(Records from a collection)

==============================

PR #169, opened 2024-03-11
Fix for benchmark regression (hopefully).

Kenneth-T-Moore:
### Summary

1. Fixed a regression that prevented phase time duration refs from being set properly.
2. Added support for setting time bounds and refs on phases where time isn't the integration variable.
- The regression occurred due to an attempt to get around this lack of support.

### Related Issues

- Resolves #

None

### New Dependencies

None


aviary/interface/methods_for_level2.py
```diff
@@ -836,36 +840,38 @@ def _get_phase(self, phase_name, phase_idx):
                 user_options.set_val('initial_ref', init_bounds[0][1],
                                      units=init_bounds[1])
             else:
-                user_options.set_val('initial_ref', 10., 'min')
+                user_options.set_val('initial_ref', 600., time_units)
```
crecine, line 843: Should we do something to make sure that the ref value is something reasonable?
```
time_val = openmdao.utils.units.convert_units(600, 's', new_units=time_units)
user_options.set_val('initial_ref', time_val, time_units)
```

Kenneth-T-Moore: I really don't know the provenance of this line, or why it is needed. We can't use an actual unit here, because some of our phases have a custom integration variable with different units, and we will get an exception if the ref has units incompatible with the other "time" units.

johnjasa (approved):

crecine (approved):

PR #182, opened 2024-03-15
Using verbosity settings to control print level

crecine:
### Summary

adjusted print level of driver based on verbosity
made BRIEF the default of add_driver and run_aviary
switched tests to use QUIET
	(Examples still use BRIEF)

This makes warnings and errors easier to find and debug

### Related Issues

- Resolves #

None

### New Dependencies

None

### DIFF
--- a/aviary/docs/developer_guide/coding_standards.md
+++ b/aviary/docs/developer_guide/coding_standards.md
@@ -16,6 +16,9 @@ To set up pre-commit in your development python environment, there are a few one
 
 The Aviary repository contains a configuration file that defines what is run when commits are made and with what options enabled. Currently this is limited to autopep8 with a max line length restriction.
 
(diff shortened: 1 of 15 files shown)


johnjasa (approved):
Awesome, love these changes!

Since Verbosity is now pretty user-facing, could you please add a note to the [Troubleshooting doc page](https://openmdao.github.io/Aviary/user_guide/troubleshooting.html) about these changes/capabilities? Maybe in [Outputs and How to Read Them](https://openmdao.github.io/Aviary/user_guide/outputs_and_how_to_read_them.html) too but that's up to you.

jkirk5 (approved):
I agree with these default settings. If you are able to add the documentation John asked about that would be great, but I will also approve now to avoid holding things up

PR #183, opened 2024-03-17
Update Hamilton Standard model and add integration test

johnjasa:
### Summary

Bevy of changes by myself and @xjjiang that move us towards a complete turboprop modeling capability:
- vectorized the unit test for HS model
- add partials checks to HS unit tests
- set up the infrastructure for and created a turboprop+mission case that runs with SLSQP

Future work will:
- have updated HS model that Xun has worked on with Jeff
- expose the turboprop propulsion setup in a nice way through user input files (without using the custom engine builder)
- add additional phases to the mission integration test

### Related Issues

- Resolves #

### Backwards incompatibilities

None

### New Dependencies

None

PR #184, opened 2024-03-18
Update Hamilton Standard model based on Jeff's enhancement

xjjiang:
### Summary

1. Vectorized Hamilton Standard model.
2. Unit testing for vectorized Hamilton Standard model.
3. Enhanced Hamilton Standard model. The original Hamilton Standard model sometimes fails to work for high blade integrated lift coefficient (`CLI`). A few tables are modified; lower limit on equivalent power coefficient (`CPE`) for interpolation warning; allow 10 iterations (instead of 5) for the Newton-Rhapson method to find the corresponding equivalent thrust coefficient (`CTE`).
4. In GAST, the "Warning" messages are Suppressed for flight idle power calculations but this is not implemented in Aviary.
5. A unit test for high CLI is added. The checking of partial derivative of `'comp_tip_loss_factor'` with respect to `'aircraft:engine:propeller_integrated_lift_coefficient'` is skipped because the `calc mag.` is 0.0 and the `calc mag.` is very close to zero (`1.1102e-10`). As a result, `r(cal-chk)` is always `1.0`.

### Related Issues

- Resolves #

None

### New Dependencies

None


xjjiang:
I will wait for John's [PR #183](https://github.com/OpenMDAO/Aviary/pull/183) to merge into main.

johnjasa (approved):
Good changes, nice catch with the variable metadata fix for prop tip speed!

crecine (approved):

PR #194, opened 2024-03-25
Improvements to variable tests + minor cleanup

jkirk5:
### Summary

- Improvements to variable testing
    - now comparing both hierarchy and metadata with each other (both lists must match)
    - All variables in hierarchy are now included in all variable tests
- Renamed fortran_to_aviary.py for PEP8 compliance
- Added SPECIFIC_ENERGY and MACH_RATE to be consistent with other variables that include both state and state rate in the variable hierarchy
- Added tempdirs flag to some tests to reduce clutter when running tests
- Updates to converters
    - Added timestamp & user heading to fortran_to_aviary
    - Fixed engine type choices not properly rendering when using `-h`/`--help` for engine conversion utility
    - Merged `-v` and `-vv` args, with the expectation that we eventually support QUIET debug mode too, so having unique flags for each will be unwieldly


Kenneth-T-Moore (approved):

johnjasa (approved):

aviary/utils/fortran_to_aviary.py
```diff
@@ -88,15 +97,16 @@ def create_aviary_deck(fortran_deck: str, legacy_code=None, defaults_deck=None,
         out_file = fortran_deck.parent / out_file
 
     if out_file.is_file():
-        if force:
+        if force and verbosity.value >= 1:
```
crecine, line 100: won't this cause an error if verbosity is quiet, even if force is True?

PR #219, opened 2024-03-28
Propeller speed is computed now

xjjiang:
### Summary

In the current design, propeller speed is a user given input. Now, it is computed from two new variables: `MAX_TIP_SPEED` and `PERCENT_ROTOR_RPM_CORRECTED`.

### Related Issues

- Resolves #

None

### New Dependencies

None


aviary/subsystems/propulsion/prop_performance.py
```diff
@@ -195,6 +178,59 @@ def setup(self):
...
+                ('T0', Dynamic.Mission.TEMPERATURE),
+                ('mach', Dynamic.Mission.MACH),
+            ],
+            promotes_outputs=['theta_T'],
+        )
+
+        self.add_subsystem(
+            'prop_tip_spd',
+            om.ExecComp(
+                'prop_tip_speed = minimum(pc_rotor_rpm_corrected * theta_T**.5 * max_prop_tip_spd, max_prop_tip_spd)',
```
johnjasa, line 201: Do you expect the this minimum function to switch between the expression or the `max_prop_tip_spd` frequently during an optimization? If so, using a [smooth minimum](https://en.wikipedia.org/wiki/Smooth_maximum) function would improve convergence.

Based on the calculations here, I wouldn't expect using a regular minimum function to be a problem in this case. This is more of a general note and something to consider when using gradient-based optimization.

aviary/subsystems/propulsion/test/test_prop_performance.py
```diff
@@ -103,6 +103,10 @@ def test_case_0_1_2(self):
         prob.set_val(Dynamic.Mission.PROPELLER_TIP_SPEED,
                      [800.0, 800.0, 750.0], units="ft/s")
```
johnjasa, line 104: Can you remove all of these `PROPELLER_TIP_SPEED` `set_val` calls in this test now?

johnjasa (approved):
Approving so I don't hold this up! Two quick comments.

aviary/subsystems/propulsion/test/test_prop_performance.py
```diff
@@ -103,6 +103,10 @@ def test_case_0_1_2(self):
...
         prob.set_val(Dynamic.Mission.SHAFT_POWER, [1850.0, 1850.0, 900.0], units="hp")
+        prob.set_val(Dynamic.Mission.PERCENT_ROTOR_RPM_CORRECTED,
+                     [1.0], units="unitless")
```
crecine, line 107: here and below, should this be `[1,1,1]`?

crecine (approved):

aviary/subsystems/propulsion/prop_performance.py
xjjiang: For takeoff, I expect that it is always at maximum tip speed. For cruise, I expect that it is always less than maximum tip speed. I use `maximum()` because it is a built-in function for `ExecComp`. I am not sure if a smooth function can replace it.

aviary/subsystems/propulsion/test/test_prop_performance.py
xjjiang: You are right. I removed it.

aviary/subsystems/propulsion/test/test_prop_performance.py
xjjiang: I guess we can assume that this parameter varies but in GASP, it is a constant in each phase (takeoff, climb, cruise). I changed it to [1,1,1].

crecine: thanks

PR #1416, opened 2021-06-09
Dw 925 add hidden field in signup

jcamposmk:
### **Add zoho hidden field and zoho script in signup form**

**Scenario**

- The user navigates to /signup?gclid=gclidTest
- A hidden field called zc_gad is added to the signup form
- Zoho script is loaded
- Get gclid from url and save in hidden field and cookie


andresmoschini:
How is this field used?

src/components/Signup/Signup.js
```diff
@@ -234,6 +237,7 @@ const Signup = function ({
             onSubmit={onSubmit}
             validate={validate}
           >
+            <input type='hidden' id="zc_gad" name="zc_gad"/>
```
andresmoschini, line 240: How is this field used?

cbernat:
Test this please.

src/components/Signup/Signup.js
cbernat: This PR was brought into life again only to get hold of a cdn link with the script and hidden field to show to zoho, just in case they answer our question. And that's all. https://cdn.fromdoppler.com/doppler-webapp/build3180/#/signup?gclid=dfsflksdjfslkdfjs

cbernat:
I'm closing this because GCLID does not work even in zoho, so until we get any response for them, this has lower priority.

src/components/Signup/Signup.js
andresmoschini: Thanks for the clarification!

PR #1423, opened 2021-06-15
feat: add switch to enable/disable the feature

ramniel:
contact-policy-2


cbernat:
How about adding some tests?

src/components/ContactPolicy/ContactPolicy.js
```diff
@@ -1,12 +1,14 @@
...
 import { Helmet } from 'react-helmet';
 import { useIntl } from 'react-intl';
 import HeaderSection from '../shared/HeaderSection/HeaderSection';
 import { InjectAppServices } from '../../services/pure-di';
 import { Breadcrumb, BreadcrumbItem } from '../shared/Breadcrumb/Breadcrumb';
 import { FormattedMessageMarkdown } from '../../i18n/FormattedMessageMarkdown';
+import { Switch } from '../shared/Switch/Switch';
 
 export const ContactPolicy = InjectAppServices(() => {
+  const [checked, setChecked] = useState(false);
```
cbernat, line 11: This state is refering to enabling/disabling contact policy. What do you think of adding a more descriptive state?
An example:
```suggestion
  const [active, toggleActive] = useState(false);
```

src/components/ContactPolicy/ContactPolicy.js
```diff
@@ -1,12 +1,14 @@
...
+import React, { useState } from 'react';
 import { Helmet } from 'react-helmet';
 import { useIntl } from 'react-intl';
 import HeaderSection from '../shared/HeaderSection/HeaderSection';
 import { InjectAppServices } from '../../services/pure-di';
 import { Breadcrumb, BreadcrumbItem } from '../shared/Breadcrumb/Breadcrumb';
 import { FormattedMessageMarkdown } from '../../i18n/FormattedMessageMarkdown';
+import { Switch } from '../shared/Switch/Switch';
 
 export const ContactPolicy = InjectAppServices(() => {
```
cbernat, line 10: I don't see you are using this `InjectAppServices`
```suggestion
export const ContactPolicy = ()=> {
```

src/components/shared/Switch/Switch.js
```diff
@@ -0,0 +1,32 @@
...
+        </label>
+      </div>
+      <label htmlFor="switch">{text}</label>
+    </>
+  );
+};
+
+Switch.propTypes = {
+  id: PropTypes.string.isRequired,
+  onChange: PropTypes.func.isRequired,
```
cbernat, line 27: I'm asking but I'm not sure, can you add some tests validating these?

ramniel: The prop-type warning is printed to the test output, but the test still passes. Jest does not know what to do with the console.error because it is not an Error, and therefore passes the test since it did not throw.

cbernat:
👍

PR #1425, opened 2021-06-15
Dw 948 fix duplicate emails

jcamposmk:
### **Fix duplicate emails**
**Ticket**: https://makingsense.atlassian.net/browse/DW-948

**escenario**

- The user navigates to **/signup** and creates an account with email **'hardcoded@hardcoded.com'**
- The user confirm your account
- The user navigates to **/signup**, again. The user creates an account with email **' hardcoded@hardcoded.com'** (whitespace)
- It is not allowed to create an account, because the email already exists

### DIFF
--- a/src/components/Signup/Signup.js
+++ b/src/components/Signup/Signup.js
@@ -153,6 +153,7 @@ const Signup = function ({
 
     const result = await dopplerLegacyClient.registerUser({
       ...values,
+      email: values[fieldNames.email].trim(),
       language: intl.locale,
       firstOrigin: originResolver.getFirstOrigin(),
       origin: originResolver.getCurrentOrigin(),
--- a/src/components/Signup/Signup.test.js
+++ b/src/components/Signup/Signup.test.js
@@ -250,4 +250,89 @@ describe('Signup', () => {
     // Assert
     await waitFor(() => expect(getByText('signup.thanks_for_registering')).toBeInTheDocument());
   });
+
+  it('should show that the email with whitespace already exists when submit', async () => {
+    // Arrange
+    const values = {
+      firstname: 'Juan',
+      lastname: 'Perez',
+      phone: '+54 223 655-8877',
+      email: ' hardcoded@hardcoded.com',
+      password: 'HarcodedPass123',
+      accept_privacy_policies: true,
+    };
+    const registerUser = jest.fn().mockImplementation((values, statusForm) => ({
+      success: false,
+      expectedError: {
+        emailAlreadyExists: true,
+      },
+    }));
+    const dependencies = {
+      ...defaultDependencies,
+      dopplerLegacyClient: {
+        ...defaultDependencies.dopplerLegacyClient,
+        registerUser,
+      },
+      utmCookiesManager: {
+        setCookieEntry: jest.fn(),
+        getUtmCookie: jest.fn().mockImplementation(() => []),
+      },
+    };
+    const location = { search: 'test', pathname: '/signup' };
+
+    // Act
+    const { container } = render(
+      <AppServicesProvider forcedServices={dependencies}>
+        <DopplerIntlProvider locale="en">
+          <Router>
+            <Signup location={location} />
+          </Router>
+        </DopplerIntlProvider>
+      </AppServicesProvider>,
+    );
+
+    act(() => {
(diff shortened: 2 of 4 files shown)


src/components/Signup/Signup.test.js
```diff
@@ -66,7 +66,7 @@ describe('Signup', () => {
     // Assert
     await waitFor(() => expect(container.querySelectorAll('.error')).toHaveLength(0));
 
-    // Act
+    // ActAct
```
andresmoschini, line 69: 🤔

src/components/form-helpers/form-helpers.js
```diff
@@ -121,7 +132,7 @@ const _FormWithCaptcha = ({
       formikProps.setErrors({
         _error: <FormattedMessageMarkdown id="validation_messages.error_unexpected_MD" />,
       });
-      setTimeout(() => formikProps.setSubmitting(false), captchaDelay);
+      timer3 = setTimeout(() => formikProps.setSubmitting(false), captchaDelay);
```
andresmoschini, line 135: ?

src/components/form-helpers/form-helpers.js
```diff
@@ -90,20 +90,31 @@ const _FormWithCaptcha = ({
...
   const originalOnSubmit = onSubmit;
   const [Captcha, verifyCaptcha] = captchaUtilsService.useCaptcha();
 
+  useEffect(() => {
+    return () => {
+      clearTimeout(timer1);
+      clearTimeout(timer2);
+      clearTimeout(timer3);
+    };
+  }, []);
```
andresmoschini, line 106: There should be a cleaner way to do this.

andresmoschini: Maybe a kind of hook? something like `useTimeout()` that avoids effects when the component has been unloaded?

src/components/Signup/Signup.test.js
cbernat: Eager to act?

src/components/form-helpers/form-helpers.js
jcamposmk: Maybe, something like this? 

**const createTimeout = useTimeout();**

inside the function it would be used as:

const verifyCaptchaAndSubmit = async (values, formikProps) => {
      createTimeout(() => formikProps.setSubmitting(true), captchaDelay);

      createTimeout((() => formikProps.setSubmitting(true), captchaDelay);

      createTimeout(() => formikProps.setSubmitting(false), captchaDelay);
}

jcamposmk: What about think ?

andresmoschini: Looks nice! 

Does `useTimeout` already exist or you will create it?

jcamposmk: I have to create it

src/components/Signup/Signup.test.js
```diff
@@ -261,29 +261,29 @@ describe('Signup', () => {
...
+        getUtmCookie: jest.fn().mockImplementation(() => []),
+      },
     };
     const location = { search: 'test', pathname: '/signup' };
 
     // Act
     const { container, getByText } = render(
       <AppServicesProvider forcedServices={dependencies}>
-        <DopplerIntlProvider locale='en'>
+        <DopplerIntlProvider locale="en">
```
cbernat, line 286: Why are you changing to ""? We try to use '' . Is due to prettier?

src/components/form-helpers/form-helpers.js
cbernat: I think that we can have this done in a separate PR.

src/components/Signup/Signup.js
```diff
@@ -153,6 +153,7 @@ const Signup = function ({
 
     const result = await dopplerLegacyClient.registerUser({
       ...values,
+      email: values[fieldNames.email].trim(),
```
cbernat, line 156: Did you test forgot password? because it happened there also according with the ticket.

jcamposmk: You're right!

cbernat:
Nice! 👍

andresmoschini:
👏👏👏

==============================

Would you print exactly the lines from the first line of the entries above through the line that has "are a few one", both included, and stop there?

• [COMPLETED TASK]:
PR #169, opened 2024-03-11
Fix for benchmark regression (hopefully).

Kenneth-T-Moore:
### Summary

1. Fixed a regression that prevented phase time duration refs from being set properly.
2. Added support for setting time bounds and refs on phases where time isn't the integration variable.
- The regression occurred due to an attempt to get around this lack of support.

### Related Issues

- Resolves #

None

### New Dependencies

None


aviary/interface/methods_for_level2.py
```diff
@@ -836,36 +840,38 @@ def _get_phase(self, phase_name, phase_idx):
                 user_options.set_val('initial_ref', init_bounds[0][1],
                                      units=init_bounds[1])
             else:
-                user_options.set_val('initial_ref', 10., 'min')
+                user_options.set_val('initial_ref', 600., time_units)
```
crecine, line 843: Should we do something to make sure that the ref value is something reasonable?
```
time_val = openmdao.utils.units.convert_units(600, 's', new_units=time_units)
user_options.set_val('initial_ref', time_val, time_units)
```

Kenneth-T-Moore: I really don't know the provenance of this line, or why it is needed. We can't use an actual unit here, because some of our phases have a custom integration variable with different units, and we will get an exception if the ref has units incompatible with the other "time" units.

johnjasa (approved):

crecine (approved):

PR #182, opened 2024-03-15
Using verbosity settings to control print level

crecine:
### Summary

adjusted print level of driver based on verbosity
made BRIEF the default of add_driver and run_aviary
switched tests to use QUIET
	(Examples still use BRIEF)

This makes warnings and errors easier to find and debug

### Related Issues

- Resolves #

None

### New Dependencies

None

### DIFF
--- a/aviary/docs/developer_guide/coding_standards.md
+++ b/aviary/docs/developer_guide/coding_standards.md
@@ -16,6 +16,9 @@ To set up pre-commit in your development python environment, there are a few one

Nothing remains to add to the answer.